Gaufridus heard it, too.
“Annali!” he said sternly. “Have you been listening?”
There was a scurrying and more giggles. A moment later, a little girl appeared in the doorway. She was about six, with long thin legs and large brown eyes. Behind her were two other children, a little younger.
“Annali!” Gaufridus repeated. “I am horribly offended by this breach of manners!”
The children did not seem in the least alarmed. They squirmed past the visitors and circled round the hermit, clinging to his robes.
“Story!” they shouted. “We want our story!”
“Have you cleaned the dovecote?” he asked.
They nodded.
“And filled the goats’ water trough?”
“To the very top,” they assured him.
“Very well,” he surrendered. “First I must say farewell to my guests and prepare the oratory for evening prayers.”
He led the others out, the three children still attached to his legs.
“The oratory is just up the path, here,” he explained. “It’s only a small place to pray, not consecrated or anything. And, of course, Yehiel, you wouldn’t want to have anything to do with it.”

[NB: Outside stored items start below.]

PR #5845, opened 2024-06-24
Collapse `StaticGroup` into `Dynamic Group` feature

### LINKED ISSUE #5786: Collapse StaticGroup model into DynamicGroup
### As ...

### I want ...

Static groups to be a subtype of the existing Dynamic Groups model/feature, rather than a distinct feature and model of its own.

### So that ...

When developing an App or a Job, I can use groups of objects without needing to write double the code or otherwise support two different data models and APIs for the same concept.

The work started in https://github.com/nautobot/nautobot/tree/u/glennmatthews-consolidated-groups is completed.

Note: this branch currently attempts to also change the default for TreeModel managers from `with_tree_fields` to `without_tree_fields`, which is causing a number of test failures and behavior changes. It may be possible/desirable to revert that change, but if so, we need to be sure to test groups of TreeModel records (Location, etc.) as I was initially encountering a number of exceptions due to the presence of tree fields in the group members querysets.

- [ ] Automation
- [ ] Circuits
- [ ] DCIM
- [ ] IPAM
- [ ] Organization
- [ ] Security (Secrets, etc)
- [ ] Image Management
- [ ] UI/UX
- [ ] Documentation

### Database Changes

Yes - ideally (as started in the aforementioned prototype branch) the extras/107 migration that introduced the StaticGroup model should be rewritten or removed, rather than adding a new migration for deleting the model.

### External Dependencies

None

glennmatthews:
# Closes #5786 
# What's Changed

Lots!

- At its most basic, instead of having `StaticGroup` plus two (implicit) types of `DynamicGroup` (filter-defined and set-operation-defined), we now have three explicit types of `DynamicGroup`. 
  - Unfortunately, enhancing the existing `DynamicGroupMixin` class to support the reverse-relation to `StaticGroupAssociation` proved impossible without needing to rewrite a bunch of migration history in any models using this mixin. As a workaround, I've added a new `DynamicGroupsModelMixin` class and deprecated `DynamicGroupMixin`.
- Additionally, due to issues seen with static Groups of TreeModels and similar issues in the past, I've changed `TreeManager` to default to `without_tree_fields` instead of `with_tree_fields`. This should improve performance in many cases but may impact Apps or Jobs that were relying on the old default; such code should be updated to explicitly call `.with_tree_fields()` where appropriate.
- Additionally, I made a significant performance improvement to our OpenAPI schema tests (though they still remain quite slow due to the overhead of generating the schema, it's much less bad than it was). See 0fd142cc2c474d09f573bc41c6cf2803f8c3e384.

Sorry for the size of the diffs! At least for once they're net-negative a few hundred lines of code... :-) 

# Screenshots

image

(Definitely can and probably should revisit the user-facing "group type" labels here!)

# TODO

- [x] Unit, Integration Tests
- [x] Add `tenant` information to DynamicGroup detail view
- [x] Add change fragment and docs about DynamicGroups now supporting tags and tenants


nautobot/core/templates/generic/object_retrieve.html
```diff
@@ -218,21 +207,33 @@ <h1>
...
                                 <div class="panel-heading">
-                                    <strong>Static Groups</strong>
+                                    <strong>Dynamic Groups</strong>
                                     <div class="pull-right noprint">
                                         <!-- Insert table config button here -->
                                     </div>
                                 </div>
                                 <div class="table-responsive">
-                                    {% render_table associated_static_groups_table 'inc/table.html' %}
+                                    {% render_table associated_dynamic_groups_table 'inc/table.html' %}
```
glennmatthews, line 236: This means that the dedicated dynamic group tab views (e.g. `device_dynamicgroups`) are no longer needed. We should probably at least mark those as deprecated if not remove them now.

nautobot/docs/release-notes/version-2.3.md
```diff
@@ -26,6 +26,7 @@ Added the ability for users to save multiple configurations of list views (table
 
 #### Static Groups
 
+TODO update this section.
```
glennmatthews, line 29: TODO

nautobot/extras/filters/mixins.py
```diff
@@ -177,49 +177,32 @@ def __init__(self, side, relationship=None, queryset=None, qs=None, *args, **kwa
         self.side = side
         super().__init__(queryset=queryset, *args, **kwargs)
 
+    def generate_query(self, value, **kwargs):
```
glennmatthews, line 180: This change was needed to fix an issue when defining DynamicGroups with relationship filters. In the "old" code, such filters would work fine for filter-based groups, but would (previously unknown/unreported) cause errors if such a group was included in a set-based parent group. With the different code paths introduced by this refactor, even filter-based groups would demonstrate this issue, which was caught by one of our unit tests.

nautobot/extras/forms/forms.py
```diff
@@ -540,7 +542,10 @@ class DynamicGroupMembershipFormSetForm(forms.ModelForm):
 
     group = DynamicModelChoiceField(
         queryset=DynamicGroup.objects.all(),
```
glennmatthews, line 544: Probably should restrict the queryset by group_type as well?

nautobot/extras/tests/test_views.py
```diff
@@ -857,6 +861,7 @@ def test_get_object_dynamic_groups_with_permission(self):
         self.assertIn("DG 3", response_body, msg=response_body)
 
     def test_get_object_dynamic_groups_with_constrained_permission(self):
+        # TODO this may need re-implementation
```
glennmatthews, line 864:
```suggestion
```

nautobot/extras/tests/test_views.py
```diff
@@ -795,13 +794,18 @@ def setUpTestData(cls):
...
+            "tenant": Tenant.objects.first().pk,
             # Management form fields required for the dynamic formset
             "dynamic_group_memberships-TOTAL_FORMS": "0",
             "dynamic_group_memberships-INITIAL_FORMS": "1",
             "dynamic_group_memberships-MIN_NUM_FORMS": "0",
             "dynamic_group_memberships-MAX_NUM_FORMS": "1000",
         }
 
+    def _get_queryset(self):
+        return super()._get_queryset().filter(group_type=DynamicGroupTypeChoices.TYPE_DYNAMIC_FILTER)  # TODO
```
glennmatthews, line 807: Revisit this, but the test was failing in various cases due to trying to set the filter on a static-type group and this was the quickest fix.

nautobot/tenancy/forms.py
```diff
@@ -12,8 +12,8 @@
     NautobotBulkEditForm,
     NautobotFilterForm,
     NautobotModelForm,
-    TagsBulkEditFormMixin,
 )
+from nautobot.extras.forms.mixins import TagsBulkEditFormMixin
```
glennmatthews, line 16: Working around a circular import issue now that DynamicGroup forms are using Tenancy form mixins.

changes/5786.changed
```diff
@@ -0,0 +1,7 @@
+Changed `TreeManager` class (used for tree-models such as Location, RackGroup, and TenantGroup) default behavior from `with_tree_fields` to `without_tree_fields`. This should improve performance in many cases but may impact Apps or Jobs that were relying on the old default; such code should be updated to explicitly call `.with_tree_fields()` where appropriate.
+Merged the `StaticGroup` model added in #5472 into the existing `DynamicGroup` model as a special type of group.
+Replaced `static_groups` filter added in #5472 with a `dynamic_groups` filter.
+Replaced `static_groups` model form field added in #5472 with a `dynamic_groups` field.
+Replaced `Static Groups` object table column added in #5472 with a `Dynamic Groups` column.
+Replaced `static_groups` GraphQL field added in #5472 with a `dynamic_groups` field.
+Replaced `StaticGroupMixin` model mixin class added in #5631 with a `DynamicGroupsModelMixin` class. Still included by default in `OrganizationalModel` and `PrimaryModel`.
```
gsnider2195, line 7:
```suggestion
Merged the `StaticGroup` model added in [#5472](https://github.com/nautobot/nautobot/issues/5472) into the existing `DynamicGroup` model as a special type of group.
Replaced `static_groups` filter added in [#5472](https://github.com/nautobot/nautobot/issues/5472) with a `dynamic_groups` filter.
Replaced `static_groups` model form field added in [#5472](https://github.com/nautobot/nautobot/issues/5472) with a `dynamic_groups` field.
Replaced `Static Groups` object table column added in [#5472](https://github.com/nautobot/nautobot/issues/5472) with a `Dynamic Groups` column.
Replaced `static_groups` GraphQL field added in [#5472](https://github.com/nautobot/nautobot/issues/5472) with a `dynamic_groups` field.
Replaced `StaticGroupMixin` model mixin class added in [#5631](https://github.com/nautobot/nautobot/pull/5631) with a `DynamicGroupsModelMixin` class. Still included by default in `OrganizationalModel` and `PrimaryModel`.
```

nautobot/core/filters.py
```diff
@@ -760,17 +760,25 @@ def get_filters(cls):
...
-            )
+        if "dynamic_groups" not in filters and getattr(cls._meta.model, "is_dynamic_group_associable_model", False):
+            if not hasattr(cls._meta.model, "static_group_association_set"):
+                logger.warning(
+                    "Model %s has 'is_dynamic_group_associable_model = True' but lacks "
+                    "a 'static_group_association_set' attribute. Perhaps this is due to it inheriting from "
+                    "the deprecated DynamicGroupMixin class instead of the preferred DynamicGroupsModelMixin?",
+                    cls._meta.model,
+                )
+            else:
```
gsnider2195, line 771: Nitpick: Should this be `elif "dynamic_groups" not in filters:` so that this filter can be overridden if desired?

nautobot/core/management/commands/generate_test_data.py
```diff
@@ -278,7 +278,7 @@ def _create_batch(some_factory, count, description="", **kwargs):
         # _create_batch(ClusterFactory, 10)
         # _create_batch(VirtualMachineFactory, 10)
         # We need to remove them from there and enable them here instead, but that will require many test updates.
-        _create_batch(StaticGroupFactory, 20)
+        _create_batch(DynamicGroupFactory, 20, description="and StaticGroupAssociations")
```
gsnider2195, line 281: Is this only creating dynamic groups with type static? Should the description reflect that?

nautobot/core/templates/generic/object_retrieve.html
```diff
@@ -218,21 +207,33 @@ <h1>
...
-        {% if object.is_static_group_associable_model and perms.extras.view_staticgroup %}
-            <div id="static_groups" role="tabpanel" class="tab-pane {% if request.GET.tab == 'static_groups' %}active{% else %}fade{% endif %}">
+        {% if object.is_dynamic_group_associable_model and perms.extras.view_dynamicgroup %}
+            <div id="dynamic_groups" role="tabpanel" class="tab-pane {% if request.GET.tab == 'dynamic_groups' %}active{% else %}fade{% endif %}">
+                <div class="row">
+                    <div class="col-md-12">
+                        <div class="alert alert-warning">
+                            Dynamic group membership is cached for performance reasons,
+                            therefore this table may not always be up-to-date.
+                            <br>You can refresh the membership of any specific group by viewing it from the list below
```
gsnider2195, line 217:
```suggestion
                            <br>You can refresh the membership of any specific group by navigating to it from the list below
```

nautobot/core/testing/models.py
```diff
@@ -44,19 +44,20 @@ def test_get_docs_url(self):
...
-
-                self.assertTrue(hasattr(self.model, "static_groups"))
-                self.assertIsInstance(self.model.objects.first().static_groups, QuerySet)
-                self.assertEqual(self.model.objects.first().static_groups.model, StaticGroup)
-
-                if StaticGroup.objects.get_for_model(self.model).exists():
-                    sg = StaticGroup.objects.get_for_model(self.model).first()
+        def test_dynamic_group_api(self):
+            """For dynamic-group capable models, check that they work as intended."""
+            if getattr(self.model, "is_dynamic_group_associable_model", False):
```
gsnider2195, line 49: should this have an `else: self.skip`?

nautobot/core/filters.py
glennmatthews: Isn't that covered by line 763 above?

nautobot/core/management/commands/generate_test_data.py
glennmatthews: The factory currently makes TYPE_STATIC and TYPE_DYNAMIC_FILTER groups but not yet TYPE_DYNAMIC_SET.

nautobot/core/filters.py
gsnider2195: 🤦‍♂️

nautobot/docs/user-guide/platform-functionality/dynamicgroup.md
```diff
@@ -2,69 +2,107 @@
...
+
+The members of each Dynamic Group are cached and tracked by [Static Group Association](staticgroupassociation.md) database records.
 
 ## Introduction
 
-### Creating Dynamic Groups
+### Creating Dynamic Groups in the UI
 
-Dynamic Groups can be created through the UI under _Organization > Dynamic Groups_ and clicking the "Add" button, or through the REST API.
+Dynamic Groups can be created through the UI under _Organization > Groups > Dynamic Groups_ and clicking the "Add" button, or through the REST API.
```
gsnider2195, line 25: Nitpick: `in the UI` in the heading and `or through the REST API` in the first line feels weird

nautobot/docs/user-guide/platform-functionality/dynamicgroup.md
```diff
@@ -2,69 +2,107 @@
...
+Set-based Dynamic Groups do not directly define a filter for identifying member objects; instead, they define their members based on set operations (AND, OR, and NOT, or Union, Intersection, and Difference if you prefer) involving _other_ Dynamic Groups.
 
-An object is considered a member of an advanced Dynamic Group if it matches the aggregated filter criteria across all descendant groups.
+!!! tip
+    At this time, a set-based Dynamic Group may include filter-based Dynamic Groups and other set-based Dynamic Groups in its members definition, but set-based Dynamic Groups _may not_ currently include static-assignment-based Dynamic Groups. This restriction may be removed in a future Nautobot release.
 
-When editing a Dynamic Group, under the **Filter Options** section, you will find a **Child Groups** tab that allows one to make other Dynamic Groups of the same Content Type children of the parent group.
+An object is considered a member of an set-based Dynamic Group if it matches the aggregated filter criteria derived from the "descendant" groups included in this group definition by way of the "Dynamic Group Membership" through table.
```
gsnider2195, line 84:
```suggestion
An object is considered a member of a set-based Dynamic Group if it matches the aggregated filter criteria derived from the "descendant" groups included in this group definition by way of the "Dynamic Group Membership" through table.
```

gsnider2195: What is the "Dynamic Group Membership" through table?

nautobot/docs/user-guide/platform-functionality/dynamicgroup.md
```diff
@@ -435,48 +480,37 @@ Response:
 }
 ```
 
-#### Updating or Deleting a Dynamic Group
+#### Updating or Deleting a Dynamic Group via REST
 
 !!! important
-    It is not possible to perform a nested update of `children` when updating a new Dynamic Group. You must use the endpoint for creating Dynamic Group Memberships as explained below under [Updating or Deleting Child Groups](#updating-or-deleting-child-groups).
+    It is not possible to perform a nested update of `children` when updating a new Dynamic Group. You must use the endpoint for creating Dynamic Group Memberships as explained below under [Updating or Deleting Child Groups via REST](#updating-or-deleting-child-groups-via-rest).
```
gsnider2195, line 486:
```suggestion
    It is not possible to perform a nested update of `children` when updating a Dynamic Group. You must use the endpoint for creating Dynamic Group Memberships as explained below under [Updating or Deleting Child Groups via REST](#updating-or-deleting-child-groups-via-rest).
```

nautobot/docs/user-guide/platform-functionality/dynamicgroup.md
```diff
@@ -435,48 +480,37 @@ Response:
...
 
 Updating or deleting a Dynamic Group is done by sending a request to the detail endpoint for that object.
 
-A Dynamic Group may be updated using `PUT` or `PATCH` (for a partial update) requests. A `PUT` request requires the entire object to be updated in place. For example if you wanted to update the `name` and the `description` together, leaving every other field with their current values as provided:
+A Dynamic Group may be updated using `PUT` or `PATCH` (for a partial update) requests. As usual for REST, a `PUT` request requires the entire object to be described, while a `PATCH` allows for individual fields to be updated without affecting the other fields. For example if you wanted to update the `name` and the `description` together, leaving every other field with their current values as provided:
```
gsnider2195, line 490:
```suggestion
A Dynamic Group may be updated using `PUT` or `PATCH` requests. As usual for REST, a `PUT` request requires the entire object to be described, while a `PATCH` allows for individual fields to be updated without affecting the other fields. For example if you wanted to update the `name` and the `description` together, leaving every other field with their current values as provided:
```

The following line explains it better IMO

nautobot/docs/user-guide/platform-functionality/dynamicgroup.md
```diff
@@ -565,24 +600,11 @@ GET /api/extras/dynamic-groups/1f825078-b6dc-4b12-9463-be5a9189b03f/
...
-{
-    "group": {"name": "first-child"},
-    "parent_group": {"name": "parent"},
-    "operator": "difference",
-    "weight": 10
-}
-```
-
-Performing a partial update using a `PATCH` request can allow any single field to be updated without affecting the other fields. For example, if we only wanted to update the `weight` for a membership:
+A Dynamic Group Membership may be updated using `PUT` or `PATCH` (for a partial update) requests. Again, a `PUT` request requires the entire object to be described, while performing a partial update using a `PATCH` request can allow any single field to be updated without affecting the other fields. For example, if we only wanted to update the `weight` for a membership:
```
gsnider2195, line 607:
```suggestion
A Dynamic Group Membership may be updated using `PUT` or `PATCH` requests. Again, a `PUT` request requires the entire object to be described, while performing a partial update using a `PATCH` request can allow any single field to be updated without affecting the other fields. For example, if we only wanted to update the `weight` for a membership:
```

Same as above comment

nautobot/docs/user-guide/platform-functionality/dynamicgroup.md
```diff
@@ -598,38 +620,35 @@ To delete a Dynamic Group Membership you would send a `DELETE` request to the de
...
 
-+/- 2.3.0
++/- 2.3.0 "Simpler, always-on caching"
     In prior versions of Nautobot, `.members` did not use a cache (and so would always re-evaluate the Dynamic Group), and a separate `.members_cached` property used a configurable Redis cache to temporarily store the evaluated QuerySet. For performance reasons, the behavior of `.members` has been changed to behave as described above. `.members_cached` should be considered deprecated and will likely be removed in a future major release.
 
     Similarly, `.has_member(obj)` was previously non-cached by default, but the Redis cache could be used by invoking it as `.has_member(obj, use_cache=True)`; this too has been changed in this release, and the `use_cache` flag should be considered deprecated as well.
 
-### Working with a given Object's containing Dynamic Groups
+For static-assignment-based Dynamic groups (only!) you can update its member list by assigning directly to its `.members` or calling its `.add_members()` or `remove_members()` methods as desired. Invoking any of these APIs for a filter-based or set-based Dynamic Group is an error and will raise an exception.
```
gsnider2195, line 641:
```suggestion
For static-assignment-based Dynamic groups (only!) you can update its member list by assigning directly to its `.members` or calling its `.add_members()` or `.remove_members()` methods as desired. Invoking any of these APIs for a filter-based or set-based Dynamic Group is an error and will raise an exception.
```

nautobot/extras/models/groups.py
```diff
@@ -891,83 +731,80 @@ def perform_membership_set_operation(self, operator, query, next_set):
...
-        :param weight:
-            Integer weight used to order filtering
+        Args:
+            child (DynamicGroup): child group to add
+            operator (str): DynamicGroupOperatorChoices choice value used to dictate filtering behavior
+            weight (int): Integer weight used to order filtering
         """
+        if self.group_type != DynamicGroupTypeChoices.TYPE_DYNAMIC_SET:
+            if self.filter or self.group_type != DynamicGroupTypeChoices.TYPE_DYNAMIC_FILTER:
+                raise ValidationError(f"{self} is not a dynamic-set group.")
```
HanlinMiao, line 779: I am a little confused about the code here. Why is the second if statement there?

nautobot/docs/user-guide/platform-functionality/dynamicgroup.md
glennmatthews: Agreed, will reword.

nautobot/docs/user-guide/platform-functionality/dynamicgroup.md
glennmatthews: That's the (poorly named) `DynamicGroupMembership` model. I'll see if I can reword this too.

mkdocs.yml
```diff
@@ -494,7 +493,9 @@ nav:
           - Computed Fields: "user-guide/platform-functionality/computedfield.md"
           - Custom Fields: "user-guide/platform-functionality/customfield.md"
           - Custom Links: "user-guide/platform-functionality/customlink.md"
-          - Dynamic Groups: "user-guide/platform-functionality/dynamicgroup.md"
+          - Dynamic Groups:
+              - "user-guide/platform-functionality/dynamicgroup.md"
+              - Static Group Associations: "user-guide/platform-functionality/staticgroupassociation.md"
```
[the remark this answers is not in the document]
glennmatthews: Personally I'm OK with it - what would you suggest?

nautobot/core/models/__init__.py
```diff
@@ -47,9 +47,9 @@ class BaseModel(models.Model):
 
     objects = BaseManager.from_queryset(RestrictedQuerySet)()
     is_contact_associable_model = False  # ContactMixin overrides this to default True
+    is_dynamic_group_associable_model = False  # DynamicGroupMixin overrides this to default True
```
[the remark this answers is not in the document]
glennmatthews: *Technically* the existing comment is correct - the flag is set by `DynamicGroupMixin` (which `DynamicGroupsModelMixin` is a subclass of). Confusing.

nautobot/docs/user-guide/platform-functionality/dynamicgroup.md
```diff
@@ -2,69 +2,107 @@
...
+2. Set-based assignment from other defined groups (for example, "All devices in Group A or Group B but not Group C")
+3. Static assignment directly to the group (for example, "Device XYZ01, Device XYZ02, and Device XYZ04")
+
++++ 1.4.0 "Set-based group assignment"
+    Support for set-based assignment to groups was added.
+
++++ 2.3.0 "Static group assignment"
+    Support for static assignment to groups was added, and the distinction between filter-based and set-based assignment was formally established.
+
+The members of each Dynamic Group are cached and tracked by [Static Group Association](staticgroupassociation.md) database records.
```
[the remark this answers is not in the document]
glennmatthews: No... *all* DynamicGroups are now cached through StaticGroupAssociation records, that's just a hidden implementation detail for all other group types *except* `static` ones.

nautobot/extras/migrations/0112_dynamic_group_group_type_data_migration.py
```diff
@@ -0,0 +1,28 @@
+from django.db import migrations
```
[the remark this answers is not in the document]
glennmatthews: Yup, sorry!

nautobot/core/testing/models.py
```diff
@@ -44,19 +44,20 @@ def test_get_docs_url(self):
...
+                self.assertTrue(hasattr(self.model, "dynamic_groups"))
+                self.assertIsInstance(self.model.objects.first().dynamic_groups, QuerySet)
+                self.assertEqual(self.model.objects.first().dynamic_groups.model, DynamicGroup)
+
+                if DynamicGroup.objects.get_for_model(self.model).exists():
+                    sg = DynamicGroup.objects.get_for_model(self.model).first()
                     self.assertEqual(sg.members.model, self.model)
```
glennmatthews, line 56:
```suggestion
                    dg = DynamicGroup.objects.get_for_model(self.model).first()
                    self.assertEqual(dg.members.model, self.model)
```

nautobot/dcim/signals.py
```diff
@@ -297,15 +297,15 @@ def prevent_adding_tagged_vlans_with_incorrect_mode_or_site(sender, instance, ac
...
-
     logger = logging.getLogger(__name__ + ".ControllerManagedDeviceGroup")
 
     if raw:
         logger.debug("Skipping controller update for imported controller device group %s", instance)
         return
 
+    if instance.parent or instance._original_controller == instance.controller:
+        return
+
```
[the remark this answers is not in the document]
glennmatthews: because in the `raw` case, `instance.parent` may not yet be valid, and accessing it may throw an exception. Thanks for checking!

nautobot/dcim/views.py
```diff
@@ -199,7 +199,7 @@ def get_selected_objects_parents_name(self, selected_objects):
 
 
 class LocationTypeListView(generic.ObjectListView):
-    queryset = LocationType.objects.with_tree_fields()
+    queryset = LocationType.objects.all()
```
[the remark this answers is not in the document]
glennmatthews: IIRC it wasn't hurting anything, but it's not necessary with the smarter table code (core/tables.py, https://github.com/nautobot/nautobot/pull/5845/files#diff-beaf93ca10d047aa03ff73b83b869568163963f57fb65edb09ce777447a8d476R145-R148)

nautobot/extras/models/groups.py
```diff
@@ -528,45 +289,117 @@ def get_filter_fields(self):
...
+        if isinstance(objects_to_add, models.QuerySet):
+            if objects_to_add.model != self.model:
+                raise TypeError(f"QuerySet does not contain {self.model._meta.label_lower} objects")
+        else:
+            for obj in objects_to_add:
+                if not isinstance(obj, self.model):
+                    raise TypeError(f"{obj} is not a {self.model._meta.label_lower}")
 
-        return qs
+        if self.group_type == DynamicGroupTypeChoices.TYPE_STATIC:
```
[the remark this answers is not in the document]
glennmatthews: See the `else` case below. In the static case, we need change logging, so we have to create each membership individually. In the non-static case, we *don't* want change logging, so we can do a `bulk_create` for more efficiency.

nautobot/extras/models/groups.py
```diff
@@ -528,45 +289,117 @@ def get_filter_fields(self):
...
+                )
+        else:
+            # Cached/hidden static group associations, so we can use bulk-create to bypass change logging.
+            sgas = [
+                StaticGroupAssociation(
+                    dynamic_group=self, associated_object_type=self.content_type, associated_object_id=obj.pk
+                )
+                for obj in objects_to_add
+            ]
+            StaticGroupAssociation.all_objects.bulk_create(sgas)
```
glennmatthews, line 372: Hmm... does this risk IntegrityErrors if it creates duplicate records? Do we need to compare `objects_to_add` against existing records first?

nautobot/extras/models/groups.py
glennmatthews: Before this PR, the only way of distinguishing between a "filter-based" DG and a "set-based" DG was by whether it contained any other groups - if it contained them, it was set-based (even if it had a defined `filter` otherwise) and if it didn't, it was filter-based (even if that filter was empty).  Now that we have explicit `group_type` values, I wanted to remain ORM-backward-compatible with the old pattern where every group started off as filter-based, then upon adding its first child group, became set-based.

So:

- if calling add_child and we're not currently set-based:
    - if we already have an explicit filter (`self.filter` is truthy), we can't become set-based
    - if we're a static group (or anything other than filter-based) we also can't become set-based
    - else, "magically" become set-based at this point.

nautobot/docs/user-guide/platform-functionality/staticgroupassociation.md
```diff
@@ -2,12 +2,19 @@
...
+
+!!! info
+    As an implementation detail, to improve performance, other types of Dynamic Groups (filter-based and set-based) also use Static Group Association records as a cache of their member objects. By default, the Nautobot UI, REST API, and Python ORM do *not* expose such records; see below.
+
+## UI
+
+The `/extras/static-group-associations/` UI views normally only show Static Group Associations corresponding to static-assignment-based Dynamic Groups; those corresponding to other types of Dynamic Groups are not displayed. It is possible to view (but not modify) such records in the UI list view by specifying a Dynamic Group of another type as a query parameter but this should be treated as debugging functionality rather than a feature intended for consumption by end users.
```
gsnider2195, line 12: > by specifying a Dynamic Group of another type as a query parameter

Is this a special query parameter for this view or just adding a filter?

glennmatthews: Just as a filter

gsnider2195: Would it make sense then to reword this

> by filtering on a filter-based or set-based Dynamic Group

nautobot/docs/user-guide/platform-functionality/dynamicgroup.md
glennmatthews: Actually, does the `info` admonition immediately below this line make things clear enough as is?

gsnider2195: Yeah I think that's sufficient. Is that a new model that you added or did DynamicGroup always have that for set-based groups?

glennmatthews: That's how it's already been.

mkdocs.yml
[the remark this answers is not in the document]
HanlinMiao: This is nitpicky, but Static Group Association implies that there is also a Dynamic Group Association. What about just `Group Association`?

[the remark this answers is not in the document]
glennmatthews: Discussed in standup and we decided to leave it alone at this time.

HanlinMiao (approved):

nautobot/docs/user-guide/platform-functionality/dynamicgroup.md
gsnider2195: It might make this easier to understand if you mention that the `extras.DynamicGroupMembership` through table is used for the `DynamicGroup.children` field.

nautobot/extras/models/groups.py
```diff
@@ -1008,19 +850,25 @@ def get_siblings(self, include_self=False):
 
         return siblings.exclude(pk=self.pk)
 
+    # TODO: this is an interesting definition of "root node", as a node with no children has is_root() = False??
```
gsnider2195, line 853: This probably just needs to go away in favor of type=dynamic-set

nautobot/extras/models/groups.py
```diff
@@ -1008,19 +850,25 @@ def get_siblings(self, include_self=False):
...
+    # TODO: unused in core
     def is_root(self):
         """Return whether this is a root node (has children, but no parents)."""
         return self.children.exists() and not self.parents.exists()
 
+    # TODO: this is an interesting definition of "leaf node", as a node with no parents has is_leaf() = False??
```
gsnider2195, line 859: Likewise, this should probably just be `type != "dynamic-set" and not self.children.exists()`

gsnider2195: Actually, `type != "dynamic-set"` should be sufficient

nautobot/extras/querysets.py
```diff
@@ -158,7 +158,15 @@ def _get_config_context_filters(self):
...
 class DynamicGroupQuerySet(RestrictedQuerySet):
-    """Queryset for `DynamicGroup` objects that provides a `get_for_object` method."""
+    """Queryset for `DynamicGroup` objects that provides `get_for_object` and `get_for_model` methods."""
+
+    def get_for_model(self, model):
+        """
+        Return all DynamicGroups assignable to the given model class.
+        """
+        concrete_model = model._meta.concrete_model
+        content_type = ContentType.objects.get_for_model(concrete_model)
```
gsnider2195, line 168: Why is concrete_model required here?

gsnider2195 (approved):

nautobot/extras/models/groups.py
glennmatthews: Agreed, but also not touching this for now.

nautobot/extras/querysets.py
glennmatthews: Not sure it is needed, tbh - was just following the pattern in custom field, computed field, and relationship managers/querysets.

nautobot/docs/user-guide/platform-functionality/dynamicgroup.md
glennmatthews: Updated hopefully for clarity.

nautobot/extras/models/groups.py
gsnider2195: Agree on both of these, not worth touching for this PR :)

Yehiel extended his hand to Gaufridus.
“No,” he said. “But if anyone could convince me to, it would be you. We thank you.”
“I’ve done nothing,” Gaufridus said. “Oh, yes, in the middle of all that tale, wasn’t there something about Walter of Grancy?”
“Yes,” Edgar said. “We must speak to him. Do you know where he is?”
Gaufridus sighed again, with deep emotion.
“I should have said nothing,” he looked at them sadly. “You may as well follow me. Walter is staying near the oratory.”
As they followed him up the path, Catherine fell behind, catching at Edgar’s hand to keep him with her.
“What kind of hermit is this?” she whispered.